After a bumpy landing and some serious reconstructive surgery, Leeloo finds allies in Korben Dallas (Bruce Willis), a wisecracking cabby formerly with the special forces, and Father Cornelius (Ian Holm), an Obi-Wan Kenobi knockoff with information vital to Earth's victory over a malevolent un-life force.

Every 5,000 years, the menace slips through an inter-dimensional doorway and attempts to destroy all life; only the fifth element, along with four sacred stones representing earth, wind, fire and water, can forestall Doomsday. Zorg (Gary Oldman) and his minions, the Dog People, stand in the way, for they have gone over to the dark side.

Oldman virtually goes into orbit as the disfigured Zorg, whom he seems to have modeled on Ming the Merciless and the Phantom of the Opera.
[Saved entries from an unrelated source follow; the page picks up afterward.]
PR #144, opened 2025-06-12
Add thread spec to FrameSpec

AntonReinhard:
I also renamed some `...Extent` type parameters to `...Extents` for consistency.

PR #146, opened 2025-06-13
Introduce new concepts

AntonReinhard:
Introduces concepts for
- `FrameSpec`
- `ThreadSpec`
- `ThreadOrFrameSpec`
- `KernelBundle`

Merge after #144

### DIFF
--- a/include/alpaka/KernelBundle.hpp
+++ b/include/alpaka/KernelBundle.hpp
@@ -110,18 +110,21 @@ namespace alpaka
     template<typename TKernelFn, typename... TArgs>
     ALPAKA_FN_HOST KernelBundle(TKernelFn const&, TArgs&&...) -> KernelBundle<TKernelFn, TArgs...>;
 
-    template<typename T>
-    struct IsKernelBundle : std::false_type
+    namespace trait
     {
-    };
+        template<typename T>
+        struct IsKernelBundle : std::false_type
+        {
+        };
 
-    template<typename TKernelFn, typename... TArgs>
-    struct IsKernelBundle<KernelBundle<TKernelFn, TArgs...>> : std::true_type
-    {
-    };
+        template<typename TKernelFn, typename... TArgs>
+        struct IsKernelBundle<KernelBundle<TKernelFn, TArgs...>> : std::true_type
+        {
+        };
+    } // namespace trait
 
     template<typename T>
-    constexpr bool isKernelBundle_v = IsKernelBundle<T>::value;
+    constexpr bool isKernelBundle_v = trait::IsKernelBundle<T>::value;
 
 } // namespace alpaka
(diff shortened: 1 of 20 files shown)


include/alpaka/KernelBundle.hpp
```diff
@@ -104,4 +109,28 @@ namespace alpaka
     //! arguments.
     template<typename TKernelFn, typename... TArgs>
     ALPAKA_FN_HOST KernelBundle(TKernelFn const&, TArgs&&...) -> KernelBundle<TKernelFn, TArgs...>;
+
+    template<typename T>
+    struct IsKernelBundle : std::false_type
```
psychocoderHPC: Please add the namespace `trait` around `IsKernelBundle`

`isKernelBundle_v` should stay in alpaka namespace only

include/alpaka/api/host/Queue.hpp
```diff
@@ -80,10 +80,9 @@ namespace alpaka::onHost
 
             friend struct internal::Enqueue;
 
-            template<alpaka::concepts::Vector T_NumBlocks, alpaka::concepts::Vector T_NumThreads>
             void enqueue(
                 auto const executor,
-                ThreadSpec<T_NumBlocks, T_NumThreads> const& threadBlocking,
+                alpaka::concepts::ThreadSpec auto const& threadBlocking,
```
psychocoderHPC: IMO if we keep the type here this interface can be called like this 

```
enqueue(exec::serial,{Vec{10},Vec {1}},[](){});
```

We should keep in the user interface the type but the changes in `api/*` or  `internal.hpp` are fine.

include/alpaka/api/host/Queue.hpp
```diff
@@ -94,14 +93,10 @@ namespace alpaka::onHost
...
-            template<
-                typename T_Mapping,
-                alpaka::concepts::Vector T_NumFrames,
-                alpaka::concepts::Vector T_FrameExtents,
-                alpaka::concepts::Vector T_ThreadExtents>
+            template<typename T_Mapping>
             void enqueue(
                 T_Mapping const executor,
-                FrameSpec<T_NumFrames, T_FrameExtents, T_ThreadExtents> frameSpec,
+                alpaka::concepts::FrameSpec auto const& frameSpec,
```
psychocoderHPC: same here, we should keep the typed interface.

psychocoderHPC (changes requested):
small changes required

include/alpaka/api/host/Queue.hpp
AntonReinhard: Right, that makes sense, I'll change that

psychocoderHPC (approved):

PR #157, opened 2025-06-23
Single-pass scan algorithm

AntonReinhard:
Work in Progress

The algorithm is correct (at least for CPU and CUDA), but currently uses non-Alpaka memory fences (because they're not yet implemented) and is also slow, because the exclusive block prefix calculation is slow.

If the exclusive prefix calculation is left out, the performance on CUDA is roughly the same as the cuda library implementation, which is promising, since it should be possible to almost entirely hide the latency of this calculation.

Based on https://research.nvidia.com/sites/default/files/pubs/2016-03_Single-pass-Parallel-Prefix/nvr-2016-002.pdf


example/scan/src/scan_single_pass.hpp
```diff
@@ -0,0 +1,525 @@
...
+    constexpr auto chunkExtent = CVec<IdxType, 2048u>{};
+    auto numFrames = divCeil(inputVec.getExtents(), chunkExtent);
+    auto const frameSpec = onHost::FrameSpec{numFrames, chunkExtent, CVec<IdxType, 256u>{}};
+
+    // allocate aggregates, one per block
+    auto flags = onHost::alloc<FlagType<DeviceType>>(devAcc, frameSpec.m_numFrames);
+    auto aggregates = onHost::alloc<Data volatile>(devAcc, frameSpec.m_numFrames);
+    auto prefixes = onHost::alloc<Data volatile>(devAcc, frameSpec.m_numFrames);
+
+    onHost::memset(queue, flags, static_cast<uint8_t>(0));
```
psychocoderHPC: cast to `uint8_t` is not rquired because the interface is enforcing `uint8_t`

include/alpaka/api/unifiedCudaHip/Device.hpp
```diff
@@ -182,7 +182,11 @@ namespace alpaka::onHost
                 auto deviceDependency = onHost::Device{device.getSharedPtr()};
 
                 auto deleter = [ptr, deviceDependency]()
-                { ALPAKA_UNIFORM_CUDA_HIP_RT_CHECK_NOEXCEPT(ApiInterface, ApiInterface::free(ptr)); };
+                {
+                    ALPAKA_UNIFORM_CUDA_HIP_RT_CHECK_NOEXCEPT(
```
psychocoderHPC: can you push this as an seperate PR please

include/alpaka/onHost/Device.hpp
```diff
@@ -26,6 +26,7 @@ namespace alpaka::onHost
         friend struct internal::GetNativeHandle;
 
         using element_type = typename DeviceHandle::element_type;
+        using DeviceKind = T_DeviceKind;
```
psychocoderHPC: this should not be required there is a  `getDeviceKind(any)` you could  use. The type can be queried via
`ALPAKA_TYPEOF(getDeviceKind(any))`

psychocoderHPC (changes requested):

include/alpaka/api/unifiedCudaHip/Device.hpp
AntonReinhard: I opened #202

AntonReinhard:
Rebased on #214 to see if it works

PR #185, opened 2025-07-17
fix lossless convertible

ikbuibui:
Now supports valid unsigned int to signed int conversions and valid integral to floating point type conversions

### DIFF
--- a/include/alpaka/vecConcepts.hpp
+++ b/include/alpaka/vecConcepts.hpp
@@ -12,6 +12,34 @@ namespace alpaka
 {
     namespace concepts
     {
+        namespace detail
+        {
+            // integral to integral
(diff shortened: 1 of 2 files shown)


psychocoderHPC:
you can not convert lossless signed to unsigned or int to float.
For large unsigned numbers the integer range is to small.
For integer to float the same, not all integer numbers can be casted to float without lossing precision.
Do I missed something?

ikbuibui:
This PR only adds unsigned to signed conversion only if it is lossess (for example `unit32` to `int64`) by using information from numeric limits and similarly for valid integral to floating point (it will work for `int` to `double` but not for `int` to `float`)

psychocoderHPC:
I added a unit test to validate the conversions.

PR #312, opened 2026-08-05
fix(libsy): put judge system prompt in instructions, not messages

linj-glitch:
PR #204 refactored `CapabilityJudge` to a `StructuredJudge` type alias, but `StructuredJudge::build_request` inserts the system prompt into `messages` as a `Role::System` entry instead of `LlmRequest.instructions`. This silently reverted the fix from PR #195 and removed its test.

For OpenAI-compatible backends the wire output happens to be identical, but for Anthropic backends a `Role::System` message in `messages` serializes as a user turn — the `system` field ends up empty. Fix `StructuredJudge::build_request` to use `instructions` (as `InstructionBlock`), and update the tests in `llm_class.rs` and `escalation.rs` that were asserting the old messages-based shape.

### DIFF
--- a/crates/libsy/src/algorithms/llm_class.rs
+++ b/crates/libsy/src/algorithms/llm_class.rs
@@ -916,7 +916,8 @@ mod tests {
 
     use super::*;
     use switchyard_protocol::{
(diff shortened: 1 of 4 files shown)


ryan-lempka (approved):
LGTM

PR #313, opened 2026-08-05
fix: Cleanup FallThrough sessions

grahamking:
- Automatically when they finish (`session_final`).
- After one hour of inactivity, to catch those that never finish
  cleanly.

## Summary by CodeRabbit

- **Bug Fixes**
  - Improved session lifecycle management to remove completed and stale sessions automatically.
  - Preserved active or recently accessed sessions during cleanup.
  - Ensured session cleanup occurs even when execution encounters errors.
  - Removed session eviction data after completion to prevent lingering state.

- **Tests**
  - Added coverage for final-session cleanup, activity timestamp updates, and inactive-session removal.

### DIFF
--- a/crates/libsy/src/algorithms/fall_through.rs
+++ b/crates/libsy/src/algorithms/fall_through.rs
@@ -16,7 +16,11 @@
 //! Every composition retains one thing regardless: a target that overflows its context window is
 //! remembered for the rest of its session and skipped on later turns.
 
-use std::{collections::HashMap, sync::Arc};
+use std::{
+    collections::HashMap,
+    sync::{Arc, Once, Weak},
+    time::{Duration, Instant},
+};
 
 use async_trait::async_trait;
 use parking_lot::Mutex;
@@ -28,7 +32,15 @@ use crate::core::processor::{Event, Processor};
 use crate::{LibsyError, Result};
 use switchyard_protocol::{Context, Decision, Request, Response, RoutedLlmClient};
 
-type SessionStates<S> = Mutex<HashMap<String, Arc<AsyncMutex<S>>>>;
+struct SessionState<S> {
+    state: Arc<AsyncMutex<S>>,
+    last_accessed: Instant,
+}
+
+type SessionStates<S> = Mutex<HashMap<String, SessionState<S>>>;
+
+const SESSION_STATE_TTL: Duration = Duration::from_secs(24 * 60 * 60);
+const SESSION_CLEANUP_INTERVAL: Duration = Duration::from_secs(60 * 60);
 
 /// The decision a fall-through run produces: the selected model plus a human-readable reason.
 pub struct FallThroughDecision {
@@ -104,7 +116,8 @@ pub struct FallThrough<S = ()> {
     processors: Vec<Arc<dyn Processor<S>>>,
     classifiers: Vec<Arc<dyn Classifier<S>>>,
     targets: LlmTargetSet,
-    session_states: Option<SessionStates<S>>,
+    session_states: Option<Arc<SessionStates<S>>>,
+    cleanup_started: Once,
     session_evictions: SessionEvictions,
 }
 
@@ -118,6 +131,7 @@ impl FallThrough<()> {
             classifiers: Vec::new(),
             targets,
             session_states: None,
+            cleanup_started: Once::new(),
             session_evictions: SessionEvictions::default(),
         }
     }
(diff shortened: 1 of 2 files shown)


grahamking:
@coderabbit review

crates/libsy/src/algorithms/fall_through.rs
```diff
@@ -28,7 +32,15 @@ use crate::core::processor::{Event, Processor};
...
-type SessionStates<S> = Mutex<HashMap<String, Arc<AsyncMutex<S>>>>;
+struct SessionState<S> {
+    state: Arc<AsyncMutex<S>>,
+    last_accessed: Instant,
+}
+
+type SessionStates<S> = Mutex<HashMap<String, SessionState<S>>>;
+
+const SESSION_STATE_TTL: Duration = Duration::from_secs(24 * 60 * 60);
+const SESSION_CLEANUP_INTERVAL: Duration = Duration::from_secs(60 * 60);
```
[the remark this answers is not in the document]
grahamking: Good catch. Fixed.

crates/libsy/src/algorithms/fall_through.rs
```diff
@@ -1178,9 +1267,97 @@ mod tests {
...
+            .expect("test timestamp is representable");
+        let states = router
+            .session_states
+            .as_ref()
+            .expect("stateful router has a session registry");
+        for session in states.lock().values_mut() {
+            session.last_accessed = stale;
+        }
+
+        remove_inactive_sessions(states, now, SESSION_STATE_TTL);
```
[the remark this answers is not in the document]
grahamking: Nice!

crates/libsy/src/algorithms/fall_through.rs
```diff
@@ -169,18 +190,46 @@ where
...
+        self.start_cleanup_task();
+        let session = session_id(&request);
+        let session_final = request
+            .metadata
+            .as_ref()
+            .and_then(|metadata| metadata.session_final)
+            == Some(true);
+        let result = self
+            .execute_session(ctx, driver, request, session.as_deref())
+            .await;
```
elyasmnvidian, line 203: `AbortOnDrop(handle.abort_handle())` aborts this future when the response stream is dropped, so `remove_session` does not run for a `session_final` request. A small type whose `Drop` implementation calls `remove_session` keeps cleanup on this cancellation case:

```rust
let _cleanup = session
    .as_deref()
    .filter(|_| session_final)
    .map(|session| FinalSessionCleanup::new(self, session));

self.execute_session(ctx, driver, request, session.as_deref()).await
```

crates/libsy/src/algorithms/fall_through.rs
```diff
@@ -1178,9 +1273,91 @@ mod tests {
...
+        let first_accessed = router
+            .session_states
+            .as_ref()
+            .expect("stateful router has a session registry")
+            .lock()
+            .get("session-1")
+            .expect("session state was inserted")
+            .last_accessed;
+
+        tokio::time::sleep(std::time::Duration::from_millis(1)).await;
```
elyasmnvidian: This test checks `Instant::now()` rather than cleanup behavior. Replace it with a recent idle session case in `cleanup_removes_only_inactive_idle_sessions`:

```rust
states
    .lock()
    .get_mut("recent")
    .expect("recent session exists")
    .last_accessed = now;

remove_inactive_sessions(states, now, SESSION_STATE_TTL);
assert!(states.lock().contains_key("recent"));
```

elyasmnvidian (commented):
A cancelled final request can keep its session data, and one test checks a timestamp rather than cleanup behavior. The suggested changes are inline.

nachiketb-nvidia (approved):

crates/libsy/src/algorithms/fall_through.rs
grahamking: There's an hourly cleanup job to catch those, and any others that don't finish cleanly.

grahamking: I do like the `Drop` suggestion. Later probably.

crates/libsy/src/algorithms/fall_through.rs
grahamking: Good point. `cleanup_removes_only_inactive_idle_sessions` already tests this case. Removed the test.

elyasmnvidian (approved):

PR #314, opened 2026-08-05
fix(overflow): add hub GLM phrase to context-overflow detector

linj-glitch:
The hub's GLM model returns "Input length N exceeds the maximum allowed input length of M tokens" with code "400" rather than "context_length_exceeded", so is_context_overflow returned false and the fallback in #302 was never consulted. Adds "exceeds the maximum allowed input length" to the OpenAI phrase list in both crates, with a test asserting the exact GLM error body shape.

## Summary by CodeRabbit

* **Bug Fixes**
  * Improved detection of input-length limit errors from OpenAI-compatible providers.
  * Added support for recognizing overflow errors returned through Hub and LiteLLM-wrapped GLM responses, including non-standard error codes.
  * These errors are now handled consistently as context overflow conditions.

### DIFF
--- a/crates/libsy-llm-client/src/backend.rs
+++ b/crates/libsy-llm-client/src/backend.rs
@@ -24,6 +24,7 @@ const OPENAI_OVERFLOW_PHRASES: &[&str] = &[
     "context window",
     "context length is only",
     "please reduce the length of the input",
+    "exceeds the maximum allowed input length",
 ];
 
 // Anthropic has no structured `error.code`, so detection is phrase-based only.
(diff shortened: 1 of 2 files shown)


linj-glitch:
**Why phrase matching and not error code matching**

A reviewer might ask why we're extending the phrase list rather than adding a structured code check, since the code path already short-circuits on `error.code == "context_length_exceeded"` before falling back to phrases.

The answer is that GLM (via the hub's LiteLLM proxy) doesn't emit a semantic error code. The actual response body is:

```json
{"error": {"message": "Input length 877338 exceeds the maximum allowed input length of 639968 tokens", "code": "400"}}
```

`code` here is just the HTTP status stringified, not an OpenAI-style error code. There's nothing structured to match on — phrase detection is the only hook this provider gives us.

The existing comment in the source already covers the safety argument: a false positive on phrase matching triggers one bounded evict-and-retry, not an infinite loop, so erring toward matching the message is the right trade-off.

eric-liu-nvidia (approved):

PR #322, opened 2026-08-06
fix(libsy): keep tier prompts and handoff notes on a same-format hop

sabhatinas:
Tier system prompts and handoff notes never reached the model on a same-format hop.

**Why.** A codec stores the verbatim inbound body at decode, the algorithm then mutates the canonical IR only, and at encode the codec replays that stored body whenever one exists for the target format — returning a snapshot taken before the addition, without ever reading the IR. All three buffered codecs do this, so Anthropic→Anthropic and Responses→Responses dropped it too. Cross-format usually misses the lookup, but not always: preservation carries bodies embedded by earlier hops, so a multi-hop request can hit the same short-circuit.

**Fix.** Drop the preserved bodies once something has been added, which sends the codec down its normal encode path. Two call sites and one helper. The whole map is cleared, not just the inbound entry — the addition is missing from every stored body equally.

**Verified** against the ticket's reproduction with a stub upstream: `<NO SYSTEM MESSAGE>` on `main`, the configured prompt on this branch. No new tests — the existing fixtures now seed a preserved body, so the tests already covering each mutation assert what happens to it, and fail on unpatched code.

Fixes SWITCH-1224

### DIFF
--- a/crates/libsy/src/algorithms/util/prompts.rs
+++ b/crates/libsy/src/algorithms/util/prompts.rs
@@ -14,6 +14,14 @@
 //!
 //! Which text, and when, is the caller's policy; this module only knows how to
 //! place it so the provider accepts it and the prompt cache survives.
+//!
+//! **Anything added here must call [`drop_exact_replay`].** Both shapes above
+//! mutate the normalized request, and a codec asked to encode for the format the
+//! request arrived in replays the body captured at decode instead of reading that
+//! request — so an addition that leaves exact replay in place never reaches the
+//! model. This is not enforced: a future processor that mutates the request and
+//! forgets the call reintroduces SWITCH-1224, silently and without a failing
+//! test.
 
 use std::collections::BTreeMap;
 
@@ -41,6 +49,25 @@ pub fn append_note(request: &mut Request, note: &str) {
             .messages
             .push(Message::text(Role::User, note)),
     }
+    drop_exact_replay(request);
+}
+
+/// Gives up exact same-format replay for this turn.
+///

But he's a model of understatement compared with Chris Tucker, a shrill, androgynous deejay who becomes Dallas's sidekick during the uninspired but really long battle scenes with Zorg and his fellow fiends.

Jovovich makes a sexy deity (she sure beats George Burns), and Willis dies just as hard in outer space . . . although in this case it's more like outre space. Whatever.

A spectacular triumph of style over substance, "The Fifth Element" makes about as much sense as bras on the moon. But it's also really very sweet, and Besson honestly seems to believe the movie's message: Love conquers all.

The Fifth Element is rated R for violence, brief nudity and profanity.